Un rassemblement pour l'unité espagnole s'est tenu samedi à Madrid.

Choc entre les deux légalités catalanes

MADRID — Deux légalités coexistent en Catalogne: celle de l’Espagne et celle de la «république catalane» proclamée par le Parlement, affirme à l’AFP l’avocat du président catalan destitué par Madrid Carles Puigdemont, en considérant que les citoyens eux-mêmes feront pencher la balance pour l’une ou l’autre.

«Nous avons d’une part un Parlement qui a proclamé une république, et par conséquent, un gouvernement qui dit “je suis le gouvernement d’un nouvel État”, et d’autre part, un État espagnol qui dit que ce qui a été fait n’a aucune validité», explique Jaume Alonso-Cuevillas dans un entretien à l’AFP.

L’avocat s’est exprimé samedi peu avant une brève allocution télévisée de Carles Puigdemont dans laquelle il a appelé les Catalans à «s’opposer démocratiquement» à la mise sous tutelle de la Catalogne par le gouvernement espagnol, qui a destitué M. Puigdemont et l’ensemble de son gouvernement.

«Nous sommes face à un choc entre deux légalités», ajoute l’avocat. En vertu de la loi dite «de transition» adoptée par le parlement catalan et suspendue ensuite par la Cour constitutionnelle espagnole, «il y a une nouvelle république et le président de la Généralité [exécutif catalan] est le président de la république. Mais en vertu de l’autre loi [espagnole], il n’y a pas de nouvel État et le président de la Généralité a été destitué», ajoute-t-il.

«Il faudra attendre les prochains jours pour voir si l’État qui vient de naître a suffisamment de force pour s’imposer.»

«Cela dépendra des citoyens: le jour où il faudra payer des impôts, ils le feront soit à l’Espagne, soit à la Catalogne», dit-il, évoquant aussi la décision des «fonctionnaires qui recevront des instructions: écouteront-ils le préfet, armé de l’article 155 [qui permet la mise sous tutelle] de la Constitution, ou le gouvernement de la Généralité?»

«On verra dans les prochains jours et semaines qui gagne la partie», insiste-t-il, estimant que la question de la reconnaissance internationale était «postérieure».

«Invention»

«Il y a la légalité» espagnole face à «une invention» des indépendantistes catalans, a rétorqué une source gouvernementale à Madrid en réponse à ces commentaires.

Madrid cherchait samedi à reprendre en main la Catalogne, moins de 24 heures après la proclamation d’indépendance qui n’a été reconnue par personne, mais qui reste un événement sans précédent dans l’histoire de l’Espagne contemporaine.

Confiant la gestion quotidienne des affaires catalanes à la vice-présidente du gouvernement, Soraya Saenz de Santamaria, Madrid a commencé par prendre le contrôle de la police catalane, soupçonnée d’avoir permis la tenue en Catalogne d’un référendum d’autodétermination interdit le 1er octobre.

Des actions judiciaires sont aussi en cours, y compris contre Carles Puigdemont, mis en cause devant la Cour d’appel de Catalogne pour avoir convoqué le référendum et risquant à ce titre des poursuites pour «désobéissance» et «malversation de fonds».

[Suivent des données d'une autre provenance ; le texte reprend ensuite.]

PR #352, opened 2017-07-27
add pipeline for coursegraph

adampalay:
Here's my PR to add a pipeline and pipeline group for updating neo4j from configuration. @macdiesel @doctoryes , I would love your input on how this looks.

@feanil , I assume I'll need to work with you and devops to determine what arguments and permissions need to be passed to the ansible job to have it be able to run against coursegraph.


adampalay:
@macdiesel thanks for the review—I'm happy that it looks alright (the config diff also looked pretty good).

I'm going to run this by devops to make sure the ansible play has what it needs to run on coursegraph. I'll update you and this PR once that happens, and hopefully we can merge from there!

adampalay:
I fixed the linting errors that tox caught, but still not sure why I'm seeing a test failure

edxpipelines/pipelines/update_coursegraph.py
```diff
@@ -0,0 +1,44 @@
+#!/usr/bin/env python
+"""
+Script to install pipeline to update neo4j from configuration.
```
feanil: You use neo4j and coursgraph interchangably, can we agree on one of the two and use it everywhere?

edxpipelines/pipelines/update_coursegraph.py
```diff
@@ -0,0 +1,44 @@
...
+    )
+
+    stage = pipeline.ensure_stage('build_coursegraph')
+    job = stage.ensure_job('run_neo4j_ansible_job')
+
+    job.add_task(
+        ansible_task(
+            variables=[],
+            playbook='playbooks/edx-east/neo4j.yml',
+            inventory="'coursegraph.edx.org,'",
```
feanil: This points to an ELB, not to the underlying machine.  You need to connect to the underlying IP which should be passed in via secure config.

config.yml
```diff
@@ -396,6 +396,14 @@ tools:
       - ["prod-edx", "../gomatic-secure/gocd/vars/tools/environment-deployment-play/prod-edx-ecomworker.yml"]
     enabled: True
 
+  # Start of CourseGraph pipeline group
+  - script: edxpipelines/pipelines/update_coursegraph.py
+    variable_file:
+    - "../gomatic-secure/gocd/vars/tools/admin.yml"
```
feanil: You don't actually make use of any values from this file, why include it?

adampalay: @feanil the [`pipeline_script`](https://github.com/adampalay/edx-gomatic/blob/adam%2Fadd-coursegraph-pipeline/edxpipelines/pipelines/update_coursegraph.py#L44) function requires some gocd credentials that are in this file: https://github.com/adampalay/edx-gomatic/blob/adam%2Fadd-coursegraph-pipeline/edxpipelines/pipelines/script.py#L81-L84

edxpipelines/pipelines/update_coursegraph.py
adampalay: @feanil , ok, I'll change this to come from configuration

edxpipelines/pipelines/update_coursegraph.py
adampalay: sure, how does going with "coursegraph" sound?

feanil: :+1:

adampalay:
@feanil updated to reflect comments. Note that the configuration will be moved to secure

adampalay:
@feanil , what other variables or files do we need to pass to the ansible script? Or is it good as is?

feanil:
@adampalay I'm not sure, I've don't have any info on how this is run and couldn't find any docs for it.  If I had to guess, I would assume you need to check out some config from edx-secure that is passed to coursegraph but I'm not sure.  We may need to wait for @fredsmith to come back to make sure we don't miss anything.

adampalay:
@feanil cool, makes sense to me

fredsmith:
@feanil @adampalay the last time I ran this playbook, I ran:
```
ansible-playbook -i "tools-edx-neo4j," -u ubuntu neo4j.yml -e "@../../../../edx-ops/edx-secure/ansible/vars/neo4j.yml"
```
The only configuration variables it needs access to is github.com/edx-ops/edx-secure/ansible/vars/neo4j.yml

-Fred

adampalay:
@fredsmith , how does this look now?

adampalay:
@doctoryes yep! At least for now

adampalay:
@fredsmith when you have a moment, I would love another review (and to verify the new command that gets spit out) is the correct one:

```
< 							<exec command="/bin/bash" workingdir="configuration">
< 								<arg>-c</arg>
< 								<arg>ansible-playbook -vvv -i 'coursegraph.m.edx.org,' -u ubuntu -e @../edx-ops/edx-secure/ansible/vars/neo4j.yml playbooks/edx-east/neo4j.yml</arg>
< 								<runif status="passed"/>
< 							</exec>
```

adampalay:
@fredsmith friendly ping :)

feanil:
@adampalay Fred is on vacation this week but that command looks good to me.

adampalay:
@feanil ah, that makes sense :). Could you please merge this for me, then? Only people will write access to this repo can merge and sadly I lack those permissions

adampalay:
@feanil will this pipeline be automatically deployed, or should I file a devops ticket to get it deployed?

feanil:
@adampalay it's run automatically, you can see it here: https://gocd.tools.edx.org/go/tab/pipeline/history/deploy_gomatic_scripts

If you click on 'Triggered by changes' you'll see that the commit of this PR to master is what triggered the pipeline.

PR #354, opened 2017-08-04
Trigger edxapp private merge_sync pipeline on public master merges.

doctoryes:
Today's security release revealed that the security-release branch in the edx-platform private repo was not being kept up-to-date with the public master branch, which was due to the single trigger being a merge to the private repo's security-release branch. This change triggers the sync on a merge to the public repo's master branch as well.


doctoryes:
Analogous to a list and a tuple - set is mutable, frozenset is immutable. However, in all honesty, I copied the pattern from other materials.

jibsheet:
Should it track release rather than master?  Since security-release should be updated from release (Rather than master, unless the octomerge is really clever)

Also, does edx-platform-private's master branch also get updated by this pipeline?  That has to be synced for the jenkins worker tests to work properly (although maybe that means the jenkins tests should be smarter about what they quality diff against).

doctoryes:
@jibsheet It seems you're technically correct that edx-platform-private/security-release should track edx-platform/release. However, it will cause no harm since security-release is always merged back to edx-platform/master anyway - so a newly merged PR's commits should be the only ones showing up in the mergeback PR. Do you still think that e-p-p/security-release should track e-p/release?

e-p-p's master is *not* updated by this pipeline currently - though it *could* be. I didn't realize the Jenkins requirement existed. @macdiesel is this something you'd like to ticket/tackle?

jibsheet:
The problem is that if edx-platform-private/security-release is not equal to release, when a developer follows the documentation and
git clone epp
git checkout security-release
git co -b mysecfix

they'll end up with a branch branched from release from 5 months ago and tests will all fail and there will be merge conficts with security-release is merged back to master on edx-platform (all of this happened during this security release).

doctoryes:
But the problem described above won't happen if edx-platform-private/security-release is equal to edx-platform/master, correct? That sync is what this PR makes happen on each merge to edx-platform/master.

jibsheet:
I don't think security-release should be master, because you could accidentally merge in things that aren't yet in release-candidate, right?

edx-platform/master is 5 commits ahead of release
edx-platform/release-candidate is 3 commits ahead of release (having picked up 3 from master and 2 came later)
edx-platform-private/security-release is 5 commits ahead of release because of a sync (or are we trusting that we'll get lucky and not sync until release is updated)

We may need a whiteboard

PR #369, opened 2017-11-08
OPS-2360 Send emails to release-notifications.edx.org instead of a ha…

coryleeio:
…rdcoded list of users


coryleeio:
I've confirmed these users are part of the release-notifications.edx.org group via the eng-staff@edx.org alias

Vendredi, le parquet a aussi annoncé qu’il enclencherait la semaine prochaine des poursuites pour «rébellion», ce qui, en cas de condamnation, peut lui valoir jusqu’à 30 ans de prison.

La défense de Carles Puigdemont souligne à cet égard qu’au moins une des conditions constitutives de la rébellion n’est pas remplie, car le Code pénal espagnol précise qu’il faut qu’il y ait un «soulèvement» et qu’il soit «violent».

«La condition de violence n’est en aucun cas remplie», juge l’avocat, avant de souligner que la rébellion, équivalente en termes de lourdeur de la peine encourue au «terrorisme» ou à un «assassinat», ne peut être retenue.

Carles Puigdemont a d’ailleurs soigneusement pesé les termes de son discours samedi, appelant ses partisans à une réaction «pacifique» consistant à «s’opposer démocratiquement» à la mise sous tutelle de la Catalogne.